**TASK STATEMENT:** Beginning with the first line of the material, set down each line exactly as written, up to and including the line with "- qzv9yhjnawqrmpgdcufca40nw90e3zhckuswsdu0xc".

**RAW DATA:**
====

Issue #3726, opened 2023-02-03
(2nd round Test) Creator Tokens — Owner & Issuer


KubaMikolajczyk:
This includes conducting moderated usability tests on prototypes from "[My token](https://www.figma.com/file/OuywwClsegx2eotkii4ea4/My-token?node-id=5%3A2990&t=ZRHEfgDiUXjFRLqI-1)" file (Owner & Issuer experience). The tests should cover happy path flows for:

Starting a market vs starting a sale
Creating a revenue share as a creator
The expected outcome is a brief summary of key findings, a list of recommendations, and a list of test participants to be paid out.

Depending on the results, the next step is either proceeding finalizing the designs as it is or performing necessary changes on the hi fi designs.

KubaMikolajczyk:
# Overview
This is the final round of moderated tests which primary goal is to find out if users understand everything and are able to perform such actions as:
1. Start a market
2. Start a sale
3. Start a revenue share

# Wallets to pay
(We agreed to pay $40 worth of BCH)
- qzv9yhjnawqrmpgdcufca40nw90e3zhckuswsdu0xc
- qpqg2qwnnmwhlxhnjwtdll7acw2gwfv9cgc6jl8u23
- 12q7HrVEd2i6MkYeaUAZ1EnD36wpfUSMZ9
- qrlcs3ycwlja9vkvztclxrg5tk6rs4vllue7g0clnj

# Recordings links
Session 1: https://drive.google.com/file/d/13TDVQsBb1MUZ8W6bA7-bTbgAfUI4EDyL/view?usp=sharing
Session 2: https://drive.google.com/file/d/17x3U0Evnvxjvcs_vK6zDMSQygPYcaHBx/view?usp=sharing
Session 3:https://drive.google.com/file/d/1sR2QRWusX0PZFK0XeBxsUE2ve741iUP2/view?usp=sharing
Session 4: https://drive.google.com/file/d/1Hn5Lz33wypA4wCd5d33lRGI-I1Vnj20r/view?usp=sharing

# Key findings
### 🟢 No major issue was found. All participants were able to complete all tasks successfully.

- They knew the difference between market and sale and based on a set of questions for eg.: "You want to sell your tokens for a special price but only for a week. Would you choose sale or market?", were able to select the correct event type to perform that action
- They knew how the market works and how the sale works and what charts featured in those flows represent
- They knew what is vesting and cliff and could tell me how this would work
[...]

PR #5412, opened 2023-11-20
🥈 CRT follow up v2

WRadoslaw:
#3726

### DIFF
--- a/packages/atlas/src/components/_crt/CloseMarketModal/CloseMarketModal.tsx
+++ b/packages/atlas/src/components/_crt/CloseMarketModal/CloseMarketModal.tsx
@@ -1,3 +1,6 @@
+import { useApolloClient } from '@apollo/client'
+import { useCallback } from 'react'
+
 import { SvgActionPlay, SvgAlertsWarning24 } from '@/assets/icons'
 import { Banner } from '@/components/Banner'
 import { FlexBox } from '@/components/FlexBox'
@@ -5,6 +8,10 @@ import { NumberFormat } from '@/components/NumberFormat'
 import { Text } from '@/components/Text'
 import { TextButton } from '@/components/_buttons/Button'
 import { DialogModal } from '@/components/_overlays/DialogModal'
+import { useJoystream } from '@/providers/joystream'
+import { useSnackbar } from '@/providers/snackbars'
+import { useTransaction } from '@/providers/transactions/transactions.hooks'
+import { useUser } from '@/providers/user/user.hooks'
 import { cVar } from '@/styles'
 
 const getTokenDetails = (id: string) => ({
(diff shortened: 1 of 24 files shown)


packages/atlas/src/components/_crt/CloseMarketModal/CloseMarketModal.tsx
```diff
@@ -15,26 +22,58 @@ const getTokenDetails = (id: string) => ({
...
+  const { displaySnackbar } = useSnackbar()
+  const { memberId } = useUser()
+  const handleTransaction = useTransaction()
+  const client = useApolloClient()
 
   const hasInsufficientTokens = userCrtToken < tokenRequiredToSell
 
+  const handleCloseAmm = useCallback(async () => {
+    if (!joystream || !channelId || !memberId) {
+      return
```
attemka, line 42: probably we should log in sentry that something went wrong here and user was unable to close the amm

packages/atlas/src/components/_crt/CloseMarketModal/CloseMarketModal.tsx
```diff
@@ -15,26 +22,58 @@ const getTokenDetails = (id: string) => ({
...
+      onTxSync: async () => {
+        client.refetchQueries({ include: 'active' }).then(() => {
+          displaySnackbar({
+            title: 'Market closed successfuly',
+          })
+          onClose()
+        })
+      },
+      onError: () => {
+        displaySnackbar({
```
attemka, line 56: same here, would be good to log an error here

packages/atlas/src/components/_crt/CreateTokenDrawer/steps/TokenSummaryStep.tsx
```diff
@@ -38,7 +38,19 @@ export const TokenSummaryStep = ({ setPrimaryButtonProps, form, onSuccess }: Tok
...
+  const { fullFee } = useFee('issueCreatorTokenTx', [
+    memberId ?? '1',
+    channelId ?? '1',
+    form.name,
+    form.creatorReward,
+    form.revenueShare,
+    {
+      amount: String(form.creatorIssueAmount ?? 0),
+      cliffAmountPercentage: 50,
+      blocksBeforeCliff: 123123,
```
attemka: why should this be hardcoded?

attemka (changes requested):

packages/atlas/src/components/_crt/CloseMarketModal/CloseMarketModal.tsx
attemka: will be implemented in the separate PR

packages/atlas/src/components/_crt/CreateTokenDrawer/steps/TokenSummaryStep.tsx
attemka: discussed on the call

PR #9996, opened 2024-07-31
chore: StartToVisit ROI for Yostar servers

Manicsteiner:
They pre-installed this new interface


Constrat:
They already pushed it? wow

Constrat:
@HX3N Yeah I guess so, since we removed the custom task name, the official one should be without texts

====

**EXERCISE RESULT:**
Issue #3726, opened 2023-02-03
(2nd round Test) Creator Tokens — Owner & Issuer


KubaMikolajczyk:
This includes conducting moderated usability tests on prototypes from "[My token](https://www.figma.com/file/OuywwClsegx2eotkii4ea4/My-token?node-id=5%3A2990&t=ZRHEfgDiUXjFRLqI-1)" file (Owner & Issuer experience). The tests should cover happy path flows for:

Starting a market vs starting a sale
Creating a revenue share as a creator
The expected outcome is a brief summary of key findings, a list of recommendations, and a list of test participants to be paid out.

Depending on the results, the next step is either proceeding finalizing the designs as it is or performing necessary changes on the hi fi designs.

KubaMikolajczyk:
# Overview
This is the final round of moderated tests which primary goal is to find out if users understand everything and are able to perform such actions as:
1. Start a market
2. Start a sale
3. Start a revenue share

# Wallets to pay
(We agreed to pay $40 worth of BCH)
- qzv9yhjnawqrmpgdcufca40nw90e3zhckuswsdu0xc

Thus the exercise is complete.